* **ASSIGNMENT**:
Reproduce exactly the lines below, from the first through the one containing "Tests pass locally", and nothing more.

Collected data:
Start of Block

PR #1538, opened 2026-07-28
Fix/missing space from beginning of verse

### LINKED ISSUE #1514: Missing space from beginning of verse sentence when verse numbers are disabled.

mazenemad:
fixes #1514


Blitzy:
> [!NOTE]

## Code review — PR #1538 (fixes #1514)

**What the PR does:** When verse numbers are turned off, adjacent verses used to render with no gap between them ("...had your fill.Do not work..."). This inserts a real space text node between verse spans (and between verses inside a single highlight run) whenever numbers are hidden, so they read as "...had your fill. Do not work...". The core `BibleReader.tsx` change and its three new tests are a clean, well-reasoned fix for the reported issue — the separator sits *between* spans, so highlight ribbons and verse selection still stop at each verse's own glyphs. 

Tests pass locally (43/43 in `BibleReader.test.tsx`) and CI build is green.

However, two things in this PR need attention before merge — one is a likely visual regression, the other is scope.

---

### 🔴 High — Removing `margin-inline-start` re-creates the same "mashed" gap when verse numbers ARE shown

`BibleReader.css` comments out `margin-inline-start: 0.625em` on `.sb-verse-number`:

```css
.sb-verse-number {
  ...
  /* margin-inline-start: 0.625em; */   /* <-- removed */
  margin-inline-end: 0.3125em;
}
```

That leading margin was the *only* horizontal gap between the end of one prose verse and the start of the next verse's number. I confirmed nothing else fills that gap:

- Prose verses render inline with no separating text node when numbers are shown (`needsVerseSpacing` is `false`, so the new `" "` is **not** emitted in numbers-on mode — see `BibleReader.tsx:860`).
- `.sb-verse` uses `--text-verse-margin-left/right`, both of which default to `0` (`app/styles/base.css:80-81`).
- The only other `.sb-verse-number` rule (`BibleReader.css:533`) sets its own `margin-inline-start: -1.2em` and applies to poetry (`.sb-verse-line`) only.

So with the base margin gone, in the **default** view (numbers on) each prose verse number now butts directly against the previous verse's ending punctuation — e.g. `...had your fill.²Do not work...` — which is the mirror image of the very bug #1514 is fixing.

The margin removal doesn't help the numbers-off case at all (the superscript isn't rendered then), so it appears to be an unrelated change that only affects, and regresses, the numbers-on case.

**Note:** the new test *"does not add a separating space when verse numbers are shown"* asserts `textContent` equals `"First verse.2Second verse."`. `textContent` ignores CSS margins, so this test passes either way and cannot catch this regression — it arguably even codifies the mashed layout as expected.

**Reproduction:**
1. Open the reader with verse numbers enabled (the default) on the deploy preview.
2. View any prose chapter and look at the start of each verse.
3. The verse number now hugs the previous verse's final punctuation with no gap; compare against `develop`, which shows a small gap.

**Suggested fix:** Revert this one CSS line (restore `margin-inline-start: 0.625em`). The `BibleReader.tsx` space-insertion fully handles the numbers-off case on its own, and the numbers-on case never needed changing. If there was a genuine issue this was meant to address (e.g. an unwanted indent on the first verse of a paragraph), target that specific case with a first-verse selector rather than dropping the margin globally. Please also confirm visually on the deploy preview — this finding is inferred from the CSS/DOM rather than a screenshot.

---

### 🟠 Medium — Unrelated "More menu" toolbar changes are bundled into a PR scoped to #1514

The PR body says only `fixes #1514`, but the branch also carries two commits that modify `BibleReaderToolbar.tsx` and are unrelated to verse spacing:

- `9052751` — "close mobile More menu on outside tap or Escape key press"
- `4487013` — "close overlapping panels (search / chat / settings) when opening the More menu"

These match the work in PR #1536 (which targets issues #1509 / #1510). I verified the code is genuinely new relative to the PR's base (`develop` @ `6c75f8b` does not contain the More-menu `pointerdown`/`keydown` effect). The changes themselves look fine — the new `useEffect` is a distinct closure from the pre-existing verse-selection `pointerdown` handler, so there's no duplicate-listener collision — but they don't belong in this PR.

Risks of leaving them here:
- Reviewers of a "spacing" PR won't expect toolbar behavior changes.
- Duplicated/competing history with PR #1536 and possible merge conflicts depending on merge order.
- The `CHANGELOG.md` entry only documents the spacing fix, so the More-menu behavior changes would ship undocumented if this PR merges first.

**Suggested fix:** Rebase this branch onto `develop` and drop the two More-menu commits (let PR #1536 own that work), keeping #1538 limited to `BibleReader.tsx` / `BibleReader.css` / the tests / the CHANGELOG. If the intent is deliberately to stack on #1536, please say so in the PR body and coordinate the merge order.

---

### 🟡 Low / nit — Separator strings are unkeyed siblings of keyed elements

The `" "` nodes pushed into the `nodes` array (and the `[" ", verseNode]` returned from the highlight-run `flatMap`) are unkeyed, while their sibling verse/heading/break elements all carry keys. Preact tolerates mixed keyed/unkeyed children, so this is functionally fine, but it can produce dev-mode key warnings and marginally less stable reconciliation when `showVerseNumbers` is toggled (the whole list rebuilds anyway). Optional: emit the separator as a keyed fragment, or leave as-is if you'd rather not add noise.

---

**Summary:** The primary fix for #1514 is solid and well-tested. Please (1) revert the `margin-inline-start` CSS change (or scope it to the first verse) to avoid regressing the default numbers-on view, and (2) split out the unrelated More-menu commits. The Low item is optional.

---

Blitzy:
@mazenemad need to address the code review issues. 

The big ones are that with verse numbers enabled, they are now pushing up against the text of the previous verse where before they were spaced.

Now: 
image

Before: 
image

The second issue is that this branch seems like it was branched off of your "More" menu work? It includes work from it that should not be included in this PR. Those commits should be dropped from this this branch so that this PR is isolated to the missing space issue.

Blitzy:
> [!NOTE]

## Code review — PR No. 1538 (fixes issue No. 1514)

**What this PR does:** With verse numbers turned off, adjacent verses used to run straight into each other ("...had your fill.Do not work..."). This inserts a real space between verse spans (and between verses inside one highlight run) whenever numbers are hidden, leaving the numbers-on rendering untouched. The core `BibleReader.tsx` logic and its three new tests are solid, and CI (lint, `check:ts`, full test suite) is green on the current head commit (`a60bb31`).

This PR was already reviewed once (see the earlier comment on this thread) and a maintainer confirmed a real regression from that review with screenshots. I re-checked the current head commit against that discussion — good news on two of those points, one new blocking issue below.

---

### 🔴 High — Branch has real merge conflicts against `develop`; can't be merged as-is

GitHub reports `mergeable_state: dirty` for this PR. I confirmed it locally by fetching `develop` and this branch's head and doing a merge:

```
git fetch origin develop
git fetch origin refs/pull/1538/head
git merge-base origin/develop <head-sha>   # finds the common ancestor
git merge-tree <merge-base> origin/develop <head-sha>   # simulates the merge
```

Two files conflict:

1. **`CHANGELOG.md`** — this branch's new "Fixed" entry and a since-merged entry from PR No. 1587 ("Fix highlights from a previous account staying visible...") both got added at the same spot in the list.
2. **`packages/seed-bible/seed-bible/components/BibleReader/BibleReader.tsx`, the import block at the top of the file** — `develop` now imports `RefObject` and `useEffect` (from unrelated work merged after this branch was cut) on the same line this PR changes to add `Fragment`. Git can't reconcile the two import lists automatically.

**Suggested fix:** merge (or rebase onto) `origin/develop`, keep both `CHANGELOG.md` entries, and combine the import list to include everything both sides need (`Fragment`, `RefObject`, `useEffect`, etc.). Neither conflict is hard to resolve by hand, but someone has to do it before this can merge.

---

### 🟠 Medium — Two commits duplicate the now-merged PR No. 1536; should be dropped

This branch still carries two commits — `9052751` ("close mobile More menu on outside tap or Escape key press") and `4487013` ("enhance More menu behavior to close overlapping panels on open") — that are unrelated to issue No. 1514. A maintainer already asked for these to be dropped in the previous review round on this PR ("this branch seems like it was branched off of your 'More' menu work... those commits should be dropped from this branch").

That request wasn't acted on, and in the meantime the identical work shipped separately via PR No. 1536 (merged 2026-07-30). Right now these two commits are a no-op against `develop` — my merge simulation shows `BibleReaderToolbar.tsx` merges cleanly with zero conflict, because both sides already have the same content — but they're still dead weight in this branch's history: they inflate the diff, and if `BibleReaderToolbar.tsx` changes again upstream before this merges, they become a third conflict.

**Suggested fix:** `git rebase -i` onto `develop` and drop those two commits, so this PR's history only touches `BibleReader.css`, `BibleReader.tsx`, the test file, and `CHANGELOG.md` — the files actually relevant to issue No. 1514.

---

### ✅ Already fixed — no action needed

Two things flagged in the earlier review round are resolved as of the latest commit (`a60bb31`, 2026-08-01) and don't need further changes:

- **The `margin-inline-start: 0.625em` CSS regression is gone.** I checked `BibleReader.css` at the current head — the rule is intact, only a new explanatory comment was added above it. The numbers-on rendering path is unaffected by this PR (confirmed both by reading the code and by the fact `needsVerseSpacing` is `false` whenever `showVerseNumbers` is `true`, so no new separator is ever emitted in that mode).
- **The separator nodes are keyed.** `verseSeparator` returns `<Fragment key={key}>{" "}</Fragment>`, so it's a proper keyed sibling of the verse spans around it, not a bare unkeyed string.

---

**Summary:** The fix for issue No. 1514 itself looks correct and well-tested. Before this can merge: (1) resolve the two real conflicts against `develop` (CHANGELOG.md, and the import line in BibleReader.tsx), and (2) drop the two leftover More-menu commits that duplicate already-merged PR No. 1536, per the maintainer's earlier request.


---

KallynGowdy (dismissed):

Blitzy (approved):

End of Block

* **SOLUTION TO THE PROBLEM**:
PR #1538, opened 2026-07-28
Fix/missing space from beginning of verse

### LINKED ISSUE #1514: Missing space from beginning of verse sentence when verse numbers are disabled.

mazenemad:
fixes #1514


Blitzy:
> [!NOTE]

## Code review — PR #1538 (fixes #1514)

**What the PR does:** When verse numbers are turned off, adjacent verses used to render with no gap between them ("...had your fill.Do not work..."). This inserts a real space text node between verse spans (and between verses inside a single highlight run) whenever numbers are hidden, so they read as "...had your fill. Do not work...". The core `BibleReader.tsx` change and its three new tests are a clean, well-reasoned fix for the reported issue — the separator sits *between* spans, so highlight ribbons and verse selection still stop at each verse's own glyphs. 

Tests pass locally (43/43 in `BibleReader.test.tsx`) and CI build is green.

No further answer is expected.